I feel like this one needs a theme song…cue some Starsky & Hutch or something.

Episode 36: In Which Illuminutti Plays Lost And Found

Several themes seem to be developing lately with the ol’ Renegade hash. One of which is a general inability to assess the operating hours of the intended muster/on-in sites. Your author is himself guilty of this…but that was in January, which is practically last year, so who cares, right? Right. At any rate, it’s like a part of trail is finding the beer or something…who knew?

But anyway, this is about the piece of crap tossed around by LICK HER AGUAN. You’d think a guy who has hared half the trails he shows up for would know how to get shit done, but noooooooo. Despite the on-start shifting more than the sands in the Sahara, we were joined by two hashers who had been lurking about town; GOOD VIBRATIONS and LOW MAN ON THE SCROTUM POLE from OTH4 in DC. We welcomed them and proceeded to do our best to scare them off.

We gathered in Jordan’s Pub Scotch & Soda Jordan’s Pub, where we were all flattered by the bartender ID’ing everyone (well, not ILLUMINUTTI…keep your shit up to date folks), but not so flattered by the service in general. Because of this, we wanted to leave a bar?!? and a hash actually got started on time..or at least the “well, my watch says” on time of the 70s since we’re going with that theme. Our RA actually showed up for this trail, so the sun was shining at the start, but her prior sins would come back to haunt both us and her later.

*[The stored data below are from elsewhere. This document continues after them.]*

PR #119, opened 2017-10-20
Fix #117 (missing needed DSA functionality in NV_path_rendering XML for GLES)

### LINKED ISSUE #117: gl.xml: GL_NV_path_rendering needs functionality from EXT_direct_state_access, not available in GLES
The extension for GL_NV_path_rendering states:

When NV_path_rendering is advertised, the following functionality must be supported...
The following entry points (specified by the EXT_direct_state_access extension) MUST be supported:

   void MatrixLoadfEXT(enum matrixMode, const float *m);
   void MatrixLoaddEXT(enum matrixMode, const double *m);
(snip)

However these entry points are never mentioned in gl.xml, and EXT_direct_state_access is not mentioned as a GLES extension. Maybe these entry points be added to gl.xml under this extension, instead of under EXT_direct_state_access, since that is not specified as a GLES extension.

This is making life hard for my auto-generation script. @oddhack any possible resolution?

oddhack:
Fixes #117 .

Unfortunately, a literal reading of the NV_path_rendering spec requires adding the double-precision DSA matrix commands to OpenGL ES, which I'm pretty sure is incorrect since OpenGL ES doesn't require support for double precision otherwise. We need to get clarification on this from NVIDIA, so I'll assign this to one of their Khronos people in the hope they will either respond, or pass on to someone who can.


pdaniell-nv:
It's not intended that GL_NV_path_rendering add 64-bit vertex attribute support to OpenGL ES.

@dgkoch I believe you added OpenGL ES support to this extension. Is there something we need to clarify here?

dgkoch:
> It's not intended that GL_NV_path_rendering add 64-bit vertex attribute support to OpenGL ES.

No, but it is intentional to add the double matrix functions in ES to support NV_path_rendering. We are aware that doubles aren't otherwise supported in ES, but these are just CPU-side operations.  If we ever do a multi-vendor version of the extension, we'd likely add proper float-only matrix entry points, but this is the way it works in our driver today.

dgkoch:
assigning @oddhack to rebase and merge.

oddhack:
Huh, OK. This is worthy of adding an Issue to the path_rendering spec, which I've done. Merging now.

PR #36, opened 2023-07-21
Fix issues with witnesses for IMC and some transformation passes

blishko:
The main change here is a fix to IMC to produce correct inductive invariant for the given transition system.
The problem was that when IMC detects a fixed point, the state formula is an inductive invariant, but it is not necessarily safe on its own. We only know that it cannot reach bad states in `k` steps where `k` is the current value of the parameter of the procedure `finiteRun`.
While this is sound, because it still guarantees that bad states are unreachable, the witness has to be different.
For now I only was able to prove that the fixed point conjoined with the negation of bad states is k-inductive.
(It would be good to try to improve on this to avoid k-induction).

While working on this, I discovered a bug in `BackTranslator` for `NodeEliminator` which was not tracking the necessary information correctly and this resulted in incorrect final proofs.

Additionally, this PR adds the backtranslator for `MultiEdgeMerger` (which merges multiple edges with the same source and target to a single edge). This enables us to use `MultiEdgeMerger` for the preprocessing for all engines. This enabled `IMC` to solve more benchmarks and compute witnesses correctly for all UNSAT cases which it was  able to solve.

### DIFF
--- a/src/Witnesses.h
+++ b/src/Witnesses.h
@@ -104,7 +104,17 @@ public:
                                                 TransitionSystem const & transitionSystem, PTRef invariant);
 };
 
-struct NoWitness {};
+class NoWitness {
+    std::string reason;
+public:
+    explicit NoWitness(std::string_view reason) : reason(reason) {}
+
+    NoWitness() = default;
+    NoWitness(NoWitness &&) = default;
+    NoWitness & operator=(NoWitness &&) = default;
+
+    [[nodiscard]] std::string_view getReason() const { return reason; }
+};
 
 enum class VerificationAnswer : char {SAFE, UNSAFE, UNKNOWN};
 
@@ -119,6 +129,9 @@ public:
     VerificationResult(VerificationAnswer answer, InvalidityWitness invalidityWitness)
         : answer(answer), witness(std::move(invalidityWitness)) {}
 
+    VerificationResult(VerificationAnswer answer, NoWitness noWitness)
+        : answer(answer), witness(std::move(noWitness)) {}
+
     explicit VerificationResult(VerificationAnswer answer) : answer(answer), witness(NoWitness()) {}
 
     [[nodiscard]] VerificationAnswer getAnswer() const { return answer; }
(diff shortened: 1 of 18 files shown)


src/transformers/SingleLoopTransformation.h
```diff
@@ -70,9 +70,11 @@ class SingleLoopTransformation {
         VerificationResult translate(TransitionSystemVerificationResult result);
 
     private:
-        InvalidityWitness translateErrorPath(std::size_t unrolling);
+        template<typename T> using ErrorOr = std::variant<NoWitness, T>;
```
BritikovKI, line 73: Name is a little bit weird
Maybe `EmptyOrWitness` or smth?

src/transformers/MultiEdgeMerger.cc
```diff
@@ -1,23 +1,82 @@
 /*
- * Copyright (c) 2022, Martin Blicha <martin.blicha@gmail.com>
+ * Copyright (c) 2022-2023, Martin Blicha <martin.blicha@gmail.com>
```
BritikovKI, line 2: Can you add this file and .h to the formatter pls?

src/Witnesses.h
```diff
@@ -72,6 +75,7 @@ class InvalidityWitness {
     void setDerivation(Derivation derivation_) { derivation = std::move(derivation_); }
 
     [[nodiscard]] Derivation const & getDerivation() const { return derivation; }
+    [[nodiscard]] Derivation & getDerivation() { return derivation; }
```
BritikovKI, line 78: Hmm, why 2 functions with different modifiers?

src/graph/ChcGraph.cc
```diff
@@ -410,11 +410,12 @@ ChcDirectedHyperGraph::VertexContractionResult ChcDirectedHyperGraph::contractVe
     std::transform(outgoingEdges.begin(), outgoingEdges.end(), std::back_inserter(result.outgoing), [this](EId eid) {
         return this->getEdge(eid);
     });
-    std::size_t incomingIndex = 0;
-    for (EId incomingId : incomingEdges) {
+    for (std::size_t incomingIndex = 0; incomingIndex < incomingEdges.size(); ++incomingIndex) {
```
BritikovKI, line 413: Why change the loop conditions?

src/Witnesses.h
blishko: Because I needed also the non-`const` version. That is a pretty common pattern.

src/graph/ChcGraph.cc
blishko: To make sure I don't forget to increment the index, which was the bug in the previous version of the code.

src/transformers/SingleLoopTransformation.h
blishko: `ErrorOr<Witness>` captures the semantic I wanted to express. I just did not want to write the whole templated class for that.
The functions where it is used return `Validity/InvalidityWitness` under normal circumstances, but in some cases they may not be able to compute the witness, which is the `Error` result.

src/transformers/MultiEdgeMerger.cc
blishko: Done

src/Witnesses.h
BritikovKI: Ok, gotcha

BritikovKI (approved):
Lgtmt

Trail led kinda south, then kinda east across Morrison Rd. immediately to the first of many picture checks at questionable locations. Thanks for having us document the rental office of an apartment complex, Herr Hare. It was at this point we’d noticed that ILLUMINUTTI was lost, but no matter, we assured our newcomers…he’d be back. Now trail reads like a property deed…hence through said marks to a PC, whereupon twelve paces forthright he shall find a mailbox. Whatever, we took a picture in front of a fucking mailbox.

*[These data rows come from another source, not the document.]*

PR #37, opened 2023-08-02
TPA: Fix computation of explanations

blishko:
In the current version method TPABase::getSafetyExplanation does not work correctly if the safety has been proven using (left or right) transition invariants collected in the Houdini check.

The problem is that the method in the current version still relies on the information stored in explanation.power, but this information is not (and cannot) be filled in the case mentioned above.

The proposed solution is to store directly the transition invariant in the explanation, instead of implicitly relying on the assumption that the invariant is one of the abstract transitions.

### DIFF
--- a/src/engine/TPA.cc
+++ b/src/engine/TPA.cc
@@ -69,7 +69,7 @@ VerificationResult TPAEngine::solve(const ChcDirectedGraph & graph) {
             case VerificationAnswer::SAFE: {
                 PTRef inductiveInvariant = solver->getInductiveInvariant();
                 if (inductiveInvariant == PTRef_Undef) { return VerificationResult(res); }
-                //                std::cout << "TS invariant: " << logic.printTerm(inductiveInvariant) << std::endl;
+                // std::cout << "TS invariant: " << logic.printTerm(inductiveInvariant) << std::endl;
                 return VerificationResult(res, computeValidityWitness(graph, *ts, inductiveInvariant));
             }
             case VerificationAnswer::UNKNOWN:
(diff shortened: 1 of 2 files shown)


src/engine/TPA.cc
```diff
@@ -1769,12 +1782,10 @@ PTRef TPABase::getSafetyExplanation() const {
         // TODO: compute the safe inductive invariant and return negation of that?
         return init;
     }
-    auto power = explanation.power;
-    PTRef transitionInvariant = explanation.relationType == TPAType::LESS_THAN
-                                    ? getPower(power, explanation.relationType)
-                                    : logic.mkOr(shiftOnlyNextVars(getPower(power, TPAType::LESS_THAN)),
-                                                 logic.mkAnd(getPower(power, TPAType::LESS_THAN),
-                                                             getNextVersion(getPower(power, TPAType::EQUALS))));
```
blishko, line 1777: Here was the problem before. This computation was not correct if we got here after with concluded that the system is safe because of (left or right) invariants computed from the Houdini check.

BritikovKI: Hmm, Ok, you basically reworked the data structure as I can see...

BritikovKI (approved):
Lgtmt

src/engine/TPA.cc
blishko: Yes, instead of remembering which abstract relation is the transition invariant, we store the transition invariant directly.
Instead of `power`, which indicated which abstract relation should be used, we now remember the value `k` for which the transition invariant is k-inductive. Or rather, we store the exponent of the power of 2. That is, we store `exp` so that the invariant is `2^exp`-inductive.

PR #38, opened 2023-08-04
Everywhere: Simplify typical use of SMT solver

blishko:
The goal is to provide a simple abstraction over OpenSMT's solver so that we do not have to repeat unnecessary complicated setup of OpenSMT's SMTConfig and MainSolver. It would also better contain future changes in OpenSMT.

In the future, this abstraction can be extended to completly isolate OpenSMT's solver in a single place.

### DIFF
--- a/src/utils/SmtSolver.cc
+++ b/src/utils/SmtSolver.cc
@@ -1,0 +1,21 @@
+/*
+ * Copyright (c) 2023, Martin Blicha <martin.blicha@gmail.com>
+ *
+ * SPDX-License-Identifier: MIT
+ */
+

Thankfully after that the BN was right across the parking lot. As usual SERIALBATER put on his rocket shoes and we all enjoyed a nice beer, even as the snow began to fall hard. Thanks, IMMACULATE PROJECTION. Magically, ILLUMINUTTI appeared out of nowhere to fill up on more beer before disappearing again.

Eventually trail lead to a break in a fence toward a truly back alley bar. Alas, it wasn’t open, so the battle was on…one trunk beer and the FRBs vs. a charging SERIALBATER…well he won while we waited for it to open.

We got in the place and played nice for a few, and while it’s a dive bar, it’s not really hash friendly. But cheers to the owner for buying us all a shot, good on you there. But we decided to move the on-after to DUM BASS’ dead hooker storage emporium. It was there the true hash crimes were committed…the hare had DISAPPEARED!! That’s something like a loophole in hash law…you’ll drink for that…if we remember it later…sneaky fucker.